Work request =
Give back the line in the listing below that contains "I think it is" and all remaining lines, retyped exactly, through the last line.

Entries supplied =
▽

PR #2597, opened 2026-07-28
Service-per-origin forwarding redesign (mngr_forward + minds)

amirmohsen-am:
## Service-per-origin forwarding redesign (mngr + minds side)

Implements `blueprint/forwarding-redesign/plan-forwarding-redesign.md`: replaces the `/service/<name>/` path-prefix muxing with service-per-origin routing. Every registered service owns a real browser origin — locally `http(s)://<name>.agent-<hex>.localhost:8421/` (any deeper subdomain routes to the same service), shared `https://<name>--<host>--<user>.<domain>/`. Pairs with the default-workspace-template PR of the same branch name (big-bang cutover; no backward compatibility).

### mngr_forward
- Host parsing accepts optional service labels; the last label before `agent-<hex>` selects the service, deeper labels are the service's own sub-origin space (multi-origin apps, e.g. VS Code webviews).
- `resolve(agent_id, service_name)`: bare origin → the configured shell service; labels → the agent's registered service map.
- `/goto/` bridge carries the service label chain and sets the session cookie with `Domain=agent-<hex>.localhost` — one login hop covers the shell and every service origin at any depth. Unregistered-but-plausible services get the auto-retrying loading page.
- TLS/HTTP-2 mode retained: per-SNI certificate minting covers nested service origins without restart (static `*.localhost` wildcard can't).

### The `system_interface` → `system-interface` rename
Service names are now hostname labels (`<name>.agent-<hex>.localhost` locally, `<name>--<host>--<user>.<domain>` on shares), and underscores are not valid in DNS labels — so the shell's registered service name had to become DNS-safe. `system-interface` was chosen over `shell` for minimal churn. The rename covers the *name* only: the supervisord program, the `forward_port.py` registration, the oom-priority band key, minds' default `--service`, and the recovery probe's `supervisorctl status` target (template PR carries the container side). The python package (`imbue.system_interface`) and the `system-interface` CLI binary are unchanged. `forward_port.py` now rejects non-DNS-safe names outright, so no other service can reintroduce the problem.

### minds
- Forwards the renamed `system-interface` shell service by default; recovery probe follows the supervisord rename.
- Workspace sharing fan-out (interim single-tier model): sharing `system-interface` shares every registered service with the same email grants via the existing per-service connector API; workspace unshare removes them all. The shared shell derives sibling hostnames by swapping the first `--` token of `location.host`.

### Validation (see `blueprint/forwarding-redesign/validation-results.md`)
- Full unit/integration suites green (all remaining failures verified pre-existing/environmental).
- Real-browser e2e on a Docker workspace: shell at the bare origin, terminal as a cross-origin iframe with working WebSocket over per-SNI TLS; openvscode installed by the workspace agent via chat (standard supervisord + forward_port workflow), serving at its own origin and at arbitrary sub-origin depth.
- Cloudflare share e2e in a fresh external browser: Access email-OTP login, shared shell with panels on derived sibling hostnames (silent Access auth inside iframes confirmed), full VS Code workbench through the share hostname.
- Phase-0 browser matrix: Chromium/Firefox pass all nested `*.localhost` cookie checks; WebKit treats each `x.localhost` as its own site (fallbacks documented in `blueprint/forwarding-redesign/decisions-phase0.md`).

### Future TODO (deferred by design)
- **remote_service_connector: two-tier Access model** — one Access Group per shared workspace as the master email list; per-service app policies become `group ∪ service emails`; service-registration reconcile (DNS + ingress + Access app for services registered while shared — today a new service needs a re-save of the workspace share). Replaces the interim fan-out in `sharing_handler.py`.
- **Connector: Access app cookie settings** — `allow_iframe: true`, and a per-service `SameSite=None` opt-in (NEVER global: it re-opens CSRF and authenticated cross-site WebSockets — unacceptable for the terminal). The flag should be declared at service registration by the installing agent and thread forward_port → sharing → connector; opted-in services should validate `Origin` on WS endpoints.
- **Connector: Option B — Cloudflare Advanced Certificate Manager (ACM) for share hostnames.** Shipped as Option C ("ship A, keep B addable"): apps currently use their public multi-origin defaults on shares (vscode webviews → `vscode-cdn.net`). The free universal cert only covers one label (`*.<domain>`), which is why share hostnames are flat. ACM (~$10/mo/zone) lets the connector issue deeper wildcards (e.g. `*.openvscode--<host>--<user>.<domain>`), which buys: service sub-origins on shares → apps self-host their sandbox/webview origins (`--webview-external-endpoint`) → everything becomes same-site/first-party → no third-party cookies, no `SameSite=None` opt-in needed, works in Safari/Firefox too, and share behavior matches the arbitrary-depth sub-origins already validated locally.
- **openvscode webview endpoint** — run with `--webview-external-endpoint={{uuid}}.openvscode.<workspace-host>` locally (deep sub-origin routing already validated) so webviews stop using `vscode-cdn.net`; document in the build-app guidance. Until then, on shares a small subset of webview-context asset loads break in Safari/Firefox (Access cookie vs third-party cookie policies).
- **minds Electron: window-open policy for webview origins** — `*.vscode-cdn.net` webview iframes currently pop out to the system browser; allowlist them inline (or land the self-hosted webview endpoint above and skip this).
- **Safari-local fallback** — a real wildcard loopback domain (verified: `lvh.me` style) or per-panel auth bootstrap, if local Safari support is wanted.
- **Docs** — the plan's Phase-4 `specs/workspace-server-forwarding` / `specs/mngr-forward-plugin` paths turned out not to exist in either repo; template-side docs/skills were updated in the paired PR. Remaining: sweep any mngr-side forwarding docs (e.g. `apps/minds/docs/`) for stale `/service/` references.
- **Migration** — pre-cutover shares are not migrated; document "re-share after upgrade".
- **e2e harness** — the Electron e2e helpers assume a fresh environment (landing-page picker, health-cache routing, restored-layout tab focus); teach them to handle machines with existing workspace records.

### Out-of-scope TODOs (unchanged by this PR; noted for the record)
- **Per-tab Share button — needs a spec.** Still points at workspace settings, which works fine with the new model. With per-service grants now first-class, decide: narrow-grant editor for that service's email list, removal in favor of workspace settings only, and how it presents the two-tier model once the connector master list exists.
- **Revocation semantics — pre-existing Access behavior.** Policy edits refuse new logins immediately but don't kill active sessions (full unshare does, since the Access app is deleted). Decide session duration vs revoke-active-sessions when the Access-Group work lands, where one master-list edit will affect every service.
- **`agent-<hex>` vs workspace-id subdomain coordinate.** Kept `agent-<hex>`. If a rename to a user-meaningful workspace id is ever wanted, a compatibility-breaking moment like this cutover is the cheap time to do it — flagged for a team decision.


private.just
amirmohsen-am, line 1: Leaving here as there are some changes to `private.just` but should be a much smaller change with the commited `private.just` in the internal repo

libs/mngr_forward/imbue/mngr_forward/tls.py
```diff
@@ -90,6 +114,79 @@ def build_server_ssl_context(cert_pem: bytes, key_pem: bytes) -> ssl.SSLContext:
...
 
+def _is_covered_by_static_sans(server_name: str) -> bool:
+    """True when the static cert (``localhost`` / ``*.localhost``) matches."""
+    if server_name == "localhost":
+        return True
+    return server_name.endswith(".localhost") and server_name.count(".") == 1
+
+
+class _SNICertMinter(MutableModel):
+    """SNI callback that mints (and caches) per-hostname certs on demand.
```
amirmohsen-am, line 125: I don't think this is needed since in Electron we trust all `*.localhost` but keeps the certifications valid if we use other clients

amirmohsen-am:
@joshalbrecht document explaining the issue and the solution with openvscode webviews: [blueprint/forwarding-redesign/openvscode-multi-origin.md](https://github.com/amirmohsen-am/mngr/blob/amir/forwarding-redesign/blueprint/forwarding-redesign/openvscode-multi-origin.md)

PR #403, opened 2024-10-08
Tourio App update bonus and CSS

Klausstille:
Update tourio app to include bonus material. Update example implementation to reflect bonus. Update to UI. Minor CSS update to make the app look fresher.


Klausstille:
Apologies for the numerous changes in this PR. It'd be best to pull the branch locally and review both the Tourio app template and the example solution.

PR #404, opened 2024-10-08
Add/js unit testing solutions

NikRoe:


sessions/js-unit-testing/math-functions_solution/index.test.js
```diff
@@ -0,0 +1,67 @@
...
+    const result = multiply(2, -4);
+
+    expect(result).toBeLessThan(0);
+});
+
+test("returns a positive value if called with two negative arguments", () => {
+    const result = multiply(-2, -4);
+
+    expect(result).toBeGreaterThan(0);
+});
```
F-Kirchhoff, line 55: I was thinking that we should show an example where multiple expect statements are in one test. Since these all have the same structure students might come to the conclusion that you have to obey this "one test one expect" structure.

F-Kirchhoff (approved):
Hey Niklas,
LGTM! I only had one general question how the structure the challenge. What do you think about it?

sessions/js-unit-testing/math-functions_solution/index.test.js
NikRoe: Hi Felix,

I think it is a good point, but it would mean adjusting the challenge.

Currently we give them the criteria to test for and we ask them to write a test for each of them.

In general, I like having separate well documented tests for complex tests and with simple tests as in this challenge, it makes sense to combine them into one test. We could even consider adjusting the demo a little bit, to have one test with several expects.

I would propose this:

△

Response box =
I think it is a good point, but it would mean adjusting the challenge.

Currently we give them the criteria to test for and we ask them to write a test for each of them.

In general, I like having separate well documented tests for complex tests and with simple tests as in this challenge, it makes sense to combine them into one test. We could even consider adjusting the demo a little bit, to have one test with several expects.

I would propose this:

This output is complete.